Lesson 1: LLM Development Foundational Tools (30m)
- Note: section is a combination of demo and slides
- Google Colab
- Huggingface
- Q&A
Lesson 2: LLM Management Platforms (50m)
- Overview of Ollama and LMStudio
- Ollama Deep dive
- Developing Gen AI apos using Ollama and Open WebUI
- Q&A
Lesson 3: Agentic AI Development Tools (50m)

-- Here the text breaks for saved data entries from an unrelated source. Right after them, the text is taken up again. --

PR #93, opened 2021-04-07
[fuzzer] Disable auto fix-its

tonkosi:


werat (commented):
Can you also disable them in `tools/exec` please?

werat (approved):
Thanks!

PR #111, opened 2021-04-23
Document list of recommended patches and known bugs in LLDB

werat:


tonkosi (approved):
Looks good, thanks for documenting this.

PR #114, opened 2021-05-03
Allow enabling/disabling side effects

werat:
Allow setting expression evaluation options via `lldb_eval::Options`. Introduce an option `allow_side_effects` that controls whether side effects are allowed during the expression evaluation.


lldb-eval/eval_test.cc
```diff
@@ -2224,3 +2238,22 @@ TEST_F(EvalTest, TestCompositeAssignmentBitwise) {
       EvalWithContext("$p >> $p", vars_),
```
tonkosi, line 2238: Not related to this change, but was this supposed to be `>>=`? There are also 5 other occurrences of `>>` or `<<` above in this test.

tonkosi (approved):
Looks great! The only comment I have is regarding some older tests.

lldb-eval/eval_test.cc
werat: Oh, whoops, that's a typo. Good catch!

PR #116, opened 2021-05-05
Support member access on struct arrays

tonkosi:


lldb-eval/parser.cc
```diff
@@ -2893,15 +2893,19 @@ ExprResult Parser::BuildMemberOf(ExprResult lhs, std::string member_id,
...
                             "you mean to use '.'?",
                             lhs_type.GetName()),
               location);
       return std::make_unique<ErrorNode>();
     }
-    lhs_type = lhs_type.GetPointeeType();
+    if (lhs_type.IsPointerType()) {
+      lhs_type = lhs_type.GetPointeeType();
+    } else {
+      lhs_type = lhs_type.GetArrayElementType();
```
werat, line 2907: If `lhs` is an array, we should insert an `array-to-pointer` conversion here. This way the interpreter doesn't need to do anything.

tonkosi: Done

werat (approved):

PR #117, opened 2021-05-10
[fuzzer] Simplify type constraints

tonkosi:
There used to be two classes for type constraints: `SpecificTypes` and `TypeConstraints` (a wrapper for `SpecificTypes`). These classes are merged into a single `TypeConstraints` class in this change.


werat (commented):
It looks a lot simpler now, thanks!

werat (approved):

PR #118, opened 2021-05-10
Move array-to-pointer conversion to InsertArrayToPointerConversion

werat:
Insert array-to-pointer decay conversion for the dereference and the array subscript operations to simplify the logic in the `Interpreter`.


lldb-eval/eval.cc
```diff
@@ -355,21 +355,13 @@ void Interpreter::Visit(const ArraySubscriptNode* node) {
     return;
   }
 
-  assert((base.type().IsPointerType() || base.type().IsArrayType()) &&
-         "array subscript: base must be pointer or array");
+  assert((base.type().IsPointerType()) &&
```
tonkosi, line 358: This brackets are no longer needed.

tonkosi (approved):
I have one tiny comment, otherwise it looks good :)

PR #1991, opened 2021-04-06
feat: add support for publishing vaadin-gradle-plugin

taefi:
Similar to vaadin-maven-plugin be based on flow-maven-plugin, 
publishing vaadin-gradle-plugin is based on flow-gradle-plugin.
With every flow release there would a flow-gradle-plugin which 
platform would repackage its sources and would publish 
vaadin-gradle-plugin with same version as vaadin-platform.
As vaadin gradle plugin is set up to be built and published using 
gradle, there would be an extra step in releasing final versions of 
the platform for calling *publishPlugins* task from *build.gradle* 
(inside vaadin-gradle-plugin module) to publish an official gradle 
plugin to gradle plugin central.


ZheSun88:
PR is green.. now we will wait for a released flow version.

scripts/generator/templates/template-vaadin-spring-bom.xml
```diff
@@ -90,12 +90,12 @@
             <dependency>
                 <groupId>com.vaadin</groupId>
                 <artifactId>vaadin-lumo-theme</artifactId>
-                <version>${project.version}</version>
+                <version>${vaadin.material.theme.version}</version>
```
knoobie, line 93: This looks odd

ZheSun88: nice catch.. i will update it. Thanks

taefi: Thanks, @Knoobie! I'll ask @ZheSun88 to step in...

versions.json
```diff
@@ -1,7 +1,7 @@
 {
     "core": {
         "flow": {
-            "javaVersion": "7.0.0.alpha3"
+            "javaVersion": "7.0-SNAPSHOT"
```
taefi, line 4:
```suggestion
            "javaVersion": "7.0.0.alpha4"
```

ZheSun88 (approved):

PR #2054, opened 2021-04-26
chore: replace version with the appropiate value in vaadin_versions.json

manolo:


pleku (approved):
Tested locally and it works

PR #2135, opened 2021-05-26
chore: add vaadin-dev-server dependency

joheriks:
The dev server and live reload functionality has recently been
factored out of flow-server (so that it can be excluded in 
production mode). Add the dependency to the new module
(vaadin-dev-server) to vaadin-core to not break existing projects.

### DIFF
--- a/vaadin-core/pom.xml
+++ b/vaadin-core/pom.xml
@@ -44,6 +44,10 @@
         </dependency>
         <dependency>
             <groupId>com.vaadin</groupId>
+            <artifactId>vaadin-dev-server</artifactId>
+        </dependency>
+        <dependency>
+            <groupId>com.vaadin</groupId>
             <artifactId>flow-lit-template</artifactId>
         </dependency>
         <dependency>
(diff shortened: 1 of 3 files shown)


vaadin-core/pom.xml
```diff
@@ -42,6 +42,10 @@
             <groupId>com.vaadin</groupId>
             <artifactId>fusion-endpoint</artifactId>
         </dependency>
+        <dependency>
+            <groupId>com.vaadin</groupId>
+            <artifactId>vaadin-dev-server</artifactId>
```
ZheSun88, line 47: is this artifact available now ?
didnt find it in the snapshot repo http://tools.vaadin.com/nexus/content/repositories/vaadin-prereleases/com/vaadin/

ZheSun88: oh, still running https://bender.vaadin.com/viewLog.html?buildId=233042&tab=buildResultsDiv&buildTypeId=Flow_Flow80_Flow80Snapshot

ZheSun88:
Add the dep to `spring-bom` with flow version. 

as this is the new artifact which hasn't been included in any flow releases, i updated the flow version to `8.0-SNAPSHOT`

ZheSun88 (approved):

PR #2177, opened 2021-06-07
feat: add virtual list component

tomivirkki:


tomivirkki:
@ZheSun88 Seems that the missing test case isn't related to this PR

PR #2214, opened 2021-06-22
fix: remove vaadin-bom from maven plugin build

pleku:
The used dependency versions for Maven plugin should be the same as what are used in the flow build.
There was an issue now that the plugin is getting an outdated commons-io version from the components.

Follow up step is to fix/pin the commons version for `vaadin-bom` to a newer one.


ZheSun88:
looks the WC update breaks the hybrid module, i will combine  this fix with the component version update PR. https://github.com/vaadin/platform/pull/2206

PR #2246, opened 2021-07-09
bump buddy version in bnd-tools-tests [skip ci]

manolo:


ZheSun88:
we can merge it in for testing, but eventually we should probably remove this dependency.

ZheSun88 (approved):

PR #2530, opened 2021-11-09
chore: update Safari and iOS versions for V22

web-padawan:
## Description

In Vaadin 22 we use some APIs like [gap property for Flexbox](https://caniuse.com/flexbox-gap) that require Safari 14.1 / iOS 14.5+

## Type of change

- Release notes update


jouni:
Is this template also used for Vaadin 14.x?

web-padawan:
@jouni The 14.8 templates are here: https://github.com/vaadin/platform/tree/14.8/scripts/generator/templates

PR #2609, opened 2021-12-16
feat: add hilla bom and artifact

haijian-vaadin:
add hilla bom and artifact, so that a user project can depend on hilla instead of vaadin.


hilla/src/main/templates/dev/hilla/shrinkwrap/VaadinCoreShrinkWrap.java
```diff
@@ -0,0 +1,25 @@
...
+ * the License.
+ */
+package dev.hilla.shrinkwrap;
+
+import com.vaadin.flow.component.dependency.NpmPackage;
+
+/**
+ * Empty class which makes flow add npm vaadin-core-shrinkwrap dependency.
+ */
+@NpmPackage(value = "@vaadin/vaadin-core-shrinkwrap", version = "${shrink.version}")
```
manolo, line 23: I think we can add here `@NpmPackage(value="@vaadin/vaadin-core")` and package.json file will be updated with all the components.

haijian-vaadin: Per discussion, removed this file all together

hilla/pom.xml
```diff
@@ -0,0 +1,173 @@
...
+        </dependency>
+        <dependency>
+            <groupId>com.vaadin</groupId>
+            <artifactId>vaadin-dev-server</artifactId>
+        </dependency>
+        <dependency>
+            <groupId>com.vaadin</groupId>
+            <artifactId>flow-client</artifactId>
+        </dependency>
+        <dependency>
```
manolo, line 49: We must remove lumo and material dependency here.
A pure TS project might want not to use vaadin-components nor vaadin-themes 

But previously we need to fix https://github.com/vaadin/flow/issues/12606

manolo (changes requested):

manolo:
Before merging this, we should fix https://github.com/vaadin/flow/issues/12606

hilla/pom.xml
haijian-vaadin: hmm, I think it's fine to have those dependencies for now. As the main goal is to have a `hilla-bom` and dependency that a user can use.
Separate Hilla from Flow is the ultimate goal, but not necessarily to have it now. For example, `fusion-endpoint` depends on `flow-server` anyway.

manolo (approved):

hilla/pom.xml
manolo: ok, let lave it for now

ZheSun88 (approved):

PR #2644, opened 2022-01-10
feat: update compilation target to 11

caalador:
As all dependents are build with jdk11 we need to update the platform to also build with target version 11


ZheSun88:
Thanks @caalador

ZheSun88:
there is another PR #2645  which contains more sufficient changes.. i will close this one

PR #2646, opened 2022-01-10
chore: refactor hilla artifacts

ZheSun88:
as hilla bom will be released from version 1.0. extracting `hilla.version` as a property, so that we can set a version before doing a release


ZheSun88:
need to add one step to set the `hilla.version` before release.

manolo (approved):

PR #2726, opened 2022-02-08
chore: add map component to platform

sissbruecker:
## Description

Adds the map component to the platform.

### DIFF
--- a/vaadin-platform-test/src/main/java/com/vaadin/platform/test/ComponentsView.java
+++ b/vaadin-platform-test/src/main/java/com/vaadin/platform/test/ComponentsView.java
@@ -595,6 +595,8 @@ public class ComponentsView extends AppLayout {
         MessageInput messageInput = new MessageInput();
         messageInput.addSubmitListener(e -> log.log(e.getValue()));
 
+        com.vaadin.flow.component.map.Map mapComponent = new com.vaadin.flow.component.map.Map();
+
         // These components are flow internal classes, these lines is to make pass the ComponentUsageTest
         JavaScriptBootstrapUI javaScriptBootstrapUI;
         WebComponentUI webComponentUI;
@@ -642,6 +644,7 @@ public class ComponentsView extends AppLayout {
         components.add(messageList);
         components.add(messageInput);
         components.add(main);
+        components.add(mapComponent);
 
         layouts.add(formLayout);
         layouts.add(verticalLayout);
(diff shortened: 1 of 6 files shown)


ZheSun88:
I added the `vaadin-map` entry to **versions.json** too.. this is because we are still using the older way in platform for vaadin-component. 

have talked with Serhii about this, and we will probably remove it in later V23 minors. 


also, i guess the build will fail on the test coverage as this component has not been added to the test classes. let us see.

ZheSun88:
I will fix the test for this PR. 

but i think we will not merge it before upgrading the project to V23.1-SNAPSHOT. As this feature is not part of 23.0, adding it to the vaadin-bom will make it totally public to the end users. 

if you need to use this compoment, you will still need to manually add the related dependency to your project.

Artur-:
Why is this feature flagged component not part of 23? That would make it harder to get any feedback on it before removing the flag

jouni:
Came here to say the same as Artur, that we want this in 23.0. This is different from how we’ve used to do things, but that’s changing, that experimental features / feature previews can be part of any platform release.

vaadin-platform-test/src/main/java/com/vaadin/platform/test/ComponentsView.java
```diff
@@ -595,6 +595,8 @@ protected void setPresentationValue(String newPresentationValue) {
         MessageInput messageInput = new MessageInput();
         messageInput.addSubmitListener(e -> log.log(e.getValue()));
 
+        com.vaadin.flow.component.map.Map mapComponent = new com.vaadin.flow.component.map.Map();
```
manolo, line 598: We should not have smoke tests for experimental components in the platform until they go to production

vaadin-platform-test/src/main/resources/vaadin-featureflags.properties
```diff
@@ -0,0 +1,2 @@
+# Map component (Pro)
+com.vaadin.experimental.mapComponent=true
```
manolo, line 2: I'm doing some modifications in flow so as we don't need to enable experimental components in our test suite.
Blocking this for now

manolo (changes requested):

vaadin-platform-test/src/main/resources/vaadin-featureflags.properties
manolo: ok lets merge this, and fix flow later

manolo (approved):

PR #1674, opened 2020-05-06
Open usercard on mention click

### LINKED ISSUE #1598: Usercard popup from clicking a mention
As this issue was previously closed, I'll make a new issue without the duplicate stuff.
ffz has a neat feature where you are able to click @mentions in chat and it will show their usercard. Would like to see something similar in ch2. I think this along with the integrated logs in the usercard would make for an extremely useful feature.

dnsge:
Clicking on a mention in chat will now open up the usercard popup. The behavior is the same as clicking the username of an author of a message.

[GIF of it in action](https://media.giphy.com/media/MBkxJ5B1rnOl8Tsrj3/giphy.gif)

Closes #1598


leon-richardt:
One issue I found: It only works when the user has the option `Bold @usernames` enabled. Also I find it confusing to only work for "@" mentions and not for just the user name, although this behavior is probably up for debate.
(I am aware that this would significantly increase complexity of the implementation.)

dnsge:
You're right, I missed adding the `setLink` for non-bolded mentions. Just fixed in f7d41d5.

As for all usernames in chat being clickable, it can definitely be implemented though I'm not sure if it would add too much overhead for message processing. Maybe it could be added as a toggleable setting.

apa420:
I think that doing it only for @ messages is the only real viable solution, I don't really see the point of checking the entire viewer list for each word in the message, doesn't seem viable at all.

Mm2PL:
It probably opens an invalid user card.

dnsge:
Yes, it opens an invalid user card. I wrote up a little bit of regex validation that will also handle things like `@username,` or `@username!!!` to extract the proper username (though that doesn't guarantee that the user exists on twitch).

As a side note, I did write a simple implementation of checking the channel viewer list for each word and didn't see any visible performance impact when comparing it side by side even on a huge 30k viewer stream. So I suppose that feature could work if we wanted.

dnsge:
Unfortunately, a user's color is only sent in the tags of an IRC message, so it would be pretty hard to set the color. You could potentially keep a map of names and colors that updates with each message sent, but that only works if the mentioned user has recently sent a message in the chat. See https://discuss.dev.twitch.tv/t/users-chat-color/1681/2 

In commit 1dcea4d, you can find the implementation for linking usernames without an @. I'm not sure if the settings label is super clear, though. If anyone comes up with something better let me know. 
https://github.com/Chatterino/chatterino2/blob/1dcea4d4143bbca62794097eac41469cd0111b81/src/widgets/settingspages/GeneralPage.cpp#L514-L515

was the best I could think of.

0xRainy:
Thanks, and the fact that you can only get a username's color if they've sent a message you have seen is not bad at all.

If the username is colored that means they are in chat and you have seen them (the most common use case for @ing somebody) and if it isn't then you know that they aren't around. I think that behavior is fine. The implementation could be a lookup for their last message and grabbing the color, instead of storing it.

This might not work too well with the default number of messages kept in chat but I am also trying to increase that to a crazy high number, right now I'm testing 100,000 messages. (Still don't know if it is actually keeping that many messages around but I can definitely scroll back way further)

dnsge:
Yeah, unfortunately, AFAIK the only way to get present users is through the `tmi.twitch.tv` endpoint every five minutes or through `JOIN` and `PART` IRC messages, though those are only sent on <1000 viewer streams.

0xRainy:
Would it be possible to turn every username into a link to the UserInfoPopup, for example usernames in ban/timeout messages?

This would be useful to check why somebody was timed out if their message is already scrolled way up and they were timed out later.

0xRainy:
Amazing work on the timeout/ban links!

Do you think you can take a look at https://github.com/Chatterino/chatterino2/pull/1729#issuecomment-643664403, I'm out of my depth and it is related to this PR.

dnsge:
@0xRainy I've added a fix for clicking mentions within the usercard to [this PR](https://github.com/0xRainy/chatterino2/pull/2).

0xRainy:
Merged this with master and discovered an issue.

When mentioning somebody with @ , the message is reported to be sent in console but no message appears in chat and does not get sent to twitch.

Also with setting `Mention users without prefix or suffix` on mentions with a `,` aren't links and with the setting turned off and `Mention users with a comma` turned on, they aren't links either.  The same goes for mentions with suffix : but I assume that is intended as it isn't in the regex match.

dnsge:
Are you sure this wasn't an issue with Twitch? They were having server issues around the time you commented.

0xRainy:
Yeah I just tested again and my other test messages were being sent.

src/widgets/settingspages/GeneralPage.cpp
```diff
@@ -511,6 +511,8 @@ void GeneralPage::initLayout(SettingsLayout &layout)
     layout.addCheckbox("Show parted users (< 1000 chatters)", s.showParts);
     layout.addCheckbox("Lowercase domains (anti-phishing)", s.lowercaseDomains);
     layout.addCheckbox("Bold @usernames", s.boldUsernames);
+    layout.addCheckbox("Mention users without prefix or suffix",
```
pajlada, line 514: This should probably be something along the lines of "Try to find usernames without @ prefix"

The variable name should also somewhat match that

src/messages/MessageBuilder.hpp
```diff
@@ -68,6 +72,9 @@ class MessageBuilder
     }
 
 private:
+    TextElement *emplaceSystemTextAndUpdate(const QString &text,
```
pajlada, line 75: Could you write a comment clarifying what this does?

src/widgets/settingspages/GeneralPage.cpp
dnsge: Updated in 44263e7

src/messages/MessageBuilder.hpp
dnsge: Added in 44263e7

dnsge:
Packaging step failed on ubuntu for unknown reasons but built fine :)

pajlada:
Could you add a changelog entry in the form of "what this change adds (#1674)"? I'll merge after that :+1:

PR #1680, opened 2020-05-09
Added chatterino as the application 

apa420:
I've started using dwm and wanted to make a special rule for the chatterino classname to all go to the same tag (Desktop). But chatterino doesn't right now provide a WM_CLASS variable in X11 for those windows. This will add that and a little more info about the application.

# Description

### DIFF
--- a/src/main.cpp
+++ b/src/main.cpp
@@ -21,6 +21,10 @@ int main(int argc, char **argv)
 {
     QApplication a(argc, argv);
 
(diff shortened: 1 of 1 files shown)


apa420:
Also I didn't add organizationname since it messed up where the settings were stored (from chatterino to chatterino/chatterino)

gempir:
I think this might have broken Dark Mode support in macOS? 
image

PR #1685, opened 2020-05-12
move tooltip when no space is left on the screen to opposite side of cusor

### LINKED ISSUE #1683: Tooltip under the mouse when at the edge of screen
**Describe the bug**
Tooltips can grow pretty large now since Chatterino supports thumbnails for links now with up to 300px size. It can happen that the tooltip so big that it will clamp to the edge of the screen and cause it to go over/under the mouse and link itself causing visual bugs (sometimes the thumbnail disappears completely)

This is a problem with all kind of tooltips not just with thumbnails, but especially obvious with those.

**To reproduce**
Bring chatterino close to the edge of one of your screens and hover a tooltip that would go beyond the screen (it will then attach to the right/bottom of the screen and lay under/over the cursor)

**Screenshots**
iBCmK

**Chatterino version**
8532c6d3bca4e6c3e2da279df1224ebc489c2dc2

**Operating system**
Windows 10

gempir:
Moves the tooltip so it can no longer land under the mouse.
fixes #1683 

And it looks something like this:
toolip2

### DIFF
--- a/src/widgets/BaseWindow.cpp
+++ b/src/widgets/BaseWindow.cpp
@@ -571,6 +571,9 @@ void BaseWindow::moveIntoDesktopRect(QWidget *parent)
     QRect s = desktop->availableGeometry(parent);
     QPoint p = this->pos();
 
+    bool stickRight = false;
+    bool stickBottom = false;
+
     if (p.x() < s.left())
     {
         p.setX(s.left());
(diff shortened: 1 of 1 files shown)


apa420:
I would prefer it to keep the links to the right always like they currently are done instead of flipping them to the right when there's no space.
Like this:
https://i.nuuls.com/2mLX9.mp4

gempir:
I updated the behaviour and updated the gif in the original post. Now it will stick to the right like before but flip up once no space is left

SLCH:
Could you reduce the blinking/switching behavior while viewing the same link.

Like make it not use the position of sticking middle of toolbar side to the mouse? But again, questionable, could use sides if not much vertical space.
To preferably use corners, on no space slide on bottom/top side of toolbar?
Also not to render if no space at current chosen position.

gempir:
I could look into that in a seperate PR. The way tooltips are rendered and updated would probably have to reworked quite a bit.

PR #1693, opened 2020-05-17
improve tooltips by only positioning the element once we know it's in…

gempir:
Tooltips were always a little bit flickering because they first get positionioned and then get moved to fit into the screen. 

Now I first calculate the correct position of the tooltip and then position it. 
I also removed the stay in screen option since nothing needed it and I don't see why it would. 

If we need it again it's trivial to add again.

### DIFF
--- a/src/widgets/BaseWindow.cpp
+++ b/src/widgets/BaseWindow.cpp
@@ -220,6 +220,18 @@ void BaseWindow::init()
 #endif
 }
 
+void BaseWindow::setStayInScreenRect(bool value)
+{
+    this->stayInScreenRect_ = value;
+
+    this->moveIntoDesktopRect(this, this->pos());
+}
+
+bool BaseWindow::getStayInScreenRect() const
+{
+    return this->stayInScreenRect_;
+}
+
 void BaseWindow::setActionOnFocusLoss(ActionOnFocusLoss value)
 {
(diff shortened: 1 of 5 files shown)


gempir:
@SLCH does this fix your issue with tooltips?

SLCH:
Looks nice, flicker is gone.

One thing though.
<details>
<summary>gif</summary>
I'm not sure, should this be fixed? Looks fine to me, but still kinda flickery.

Peek 2020-05-17 15-53


</details>

gempir:
@SLCH I think that only happens because your cursor changes vertical position a tiny bit and then there is not enough space

SLCH:
Yes, that's what i'm talking about. Such situation does exist, but should it be fixed? I think it's fine as it is now.

gempir:
What would the fix even be? I don't see a good solution for the problem.

SLCH:
Knowing link text's geometry could do it.
Don't know if it is accessible easily in ch2 right now though.

apa420:
This looks great as it is!

SLCH:
Agreed with apa.
I'm just nit-picking to perfection at this point.

gempir:
@pajlada

gempir:
@pajlada I reverted the stayInScreenRect changes

PR #1702, opened 2020-05-22
Thumbnails for stream inside of the splitheader tooltip

apa420:
# Description
Fetches a thumbnail for a stream on twitch and puts it into the splitheader tooltip.
This is the only thing I miss from only running streamlink

Issues right now:
- ~You have to hover over the header twice before it actually displays the thumbnail.~
- ~I think it downloads the thumbnail every time you hover it~
- Setting in general for disabling it because of data usage

How it currently looks:

### DIFF
--- a/src/widgets/splits/SplitHeader.cpp
+++ b/src/widgets/splits/SplitHeader.cpp
@@ -90,9 +90,12 @@ namespace {
             <p class=\"center\">%1%2%3%4%5%6 for %7 with %8 viewers</p>")
             .arg(s.title.toHtmlEscaped())
             .arg(s.title.isEmpty() ? QString() : "<br><br>")
-            .arg(thumbnail.isEmpty() ? "Couldn't fetch thumbnail"
-                                     : "<img src=\"data:image/jpg;base64, " +
-                                           thumbnail + "\"/><br>")
+            .arg(getSettings()->thumbnailSizeStream.getValue() > 0
+                     ? (thumbnail.isEmpty()
+                            ? "Couldn't fetch thumbnail"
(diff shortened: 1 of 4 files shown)


apa420:
Maybe there just shouldn't be a setting for disabling it, a tiny thumbnail shouldn't be that much bigger in size than some emotes

gempir:
> Maybe there just shouldn't be a setting for disabling it, a tiny thumbnail shouldn't be that much bigger in size than some emotes

I think a setting would be overkill. But I'm wondering about this from a streamers perspective. What if a channel has a thumbnail that breaks ToS. Rare case but people have been banned before for showing images hosted by twitch that were against the ToS (user pictures)

apa420:
You'd need to hover the split header for this to appear. I don't see this different from clicking someones name in chat.

leon-richardt:
> Maybe there just shouldn't be a setting for disabling it, a tiny thumbnail shouldn't be that much bigger in size than some emotes

I would appreciate a setting for disabling it honestly. (You can turn off images in emote tooltips too, for example.)

src/widgets/splits/SplitHeader.cpp
```diff
@@ -569,12 +569,25 @@ void SplitHeader::updateChannelText()
...
+            {
+                case 1:
+                    url.append("-80x45.jpg");
+                    break;
+                case 2:
+                    url.append("-160x90.jpg");
+                    break;
+                case 3:
+                    url.append("-360x180.jpg");
+                    break;
```
pajlada, line 588: I would like to see a `default` case where url is set to an empty string or something which can then be checked in the `if`-case below

PR #1708, opened 2020-05-29
Fix "Always on top" setting for macOS

### LINKED ISSUE #1166: 'Always on Top' not working as it should
Hello,

On macOS Mojave I have installed the latest version of Chatterino2. Upon selecting the option 'Always on Top', I notice when clicking away the program does not float as it should. When using Chatty and selecting 'Float on Top', it works as it should and floats on every window that is being used. Any ideas?

Thank you.

dnsge:
# Description

This fixes the "Always on top" setting on macOS. Previously, it only worked on Windows. It would be great if someone could check if this implementation also works on Linux.

Closes #1166

### DIFF
--- a/src/widgets/BaseWindow.cpp
+++ b/src/widgets/BaseWindow.cpp
@@ -214,9 +214,14 @@ void BaseWindow::init()
         });
     }
 #else
-//    if (getSettings()->windowTopMost.getValue()) {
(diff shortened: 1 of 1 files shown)


pajlada:
Tested in XFCE4 and works as expected :+1: (the settings dialog gets a bit weird on toggle but I don't think that's an issue of this PR)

- Agentic frameworks: LangChain/LangGraph, CrewAI, AutoGen
- Automating agents with LangChain
- Programming your own agent with Python
- Q&A
Lesson 4: Agentic AI Development Protocols (30m)
- Agentic Protocols
- Message Chain Protocol (MCP)
- Agent to Agent (A2A)
- Model Context Protocol (MCP)
- Q&A
Lesson 5: Cloud-based LLM Development Platforms (30m)
- Overview of Cloud LLM development tools (Google Vertex, Azure AI Studio, AWS Bedrock)
- AWS Bedrock deep dive
- Building an AI Assistant with a Bedrock backend
- Q&A
Lesson 6: LLM Monitoring and Observability (30m)
- LLM Monitoring and Observability Overview
- LangSmith
- Q&A
Final Q&A and Wrap Up (20m)
Your Instructors
Rob Barton
Rob Barton is a Distinguished Engineer with Cisco. Rob has worked in the IT industry for over 27 years, the last 25 of which have been with Cisco. Rob Graduated from the University of British Columbia with a degree in Engineering Physics. Rob is a published author, with titles on subjects of Generative AI, Quality of Service (QoS), Wireless Communications, and IoT. Additionally, he has co-authored many peer-reviewed research papers and leads Cisco’s academic research partnership program. Rob holds numerous patents in the areas of AI, wireless communications, network security, cloud networking, and IoT. His current areas of work include network automation and Agentic models for IT management.
Jerome Henry
Jerome Henry is a Distinguished Engineer in the Office of the Wireless CTO at Cisco Systems. His main field of research is around optimization of performances in unlicensed wireless networks, which includes aspects of QoS, IoT, privacy, indoor location, but also AI/Machine Learning and LLMs centered on network languages. Jerome has more than 25 years of experience teaching technical courses in more than 15 different countries and 4 different languages, to audiences ranging from graduate degree students to networking professionals and technical support engineers. Jerome joined Cisco in 2012. Before that time, he was consulting and teaching heterogeneous networks and wireless integration with the European Airespace team, which was later acquired by Cisco to become their main wireless solution.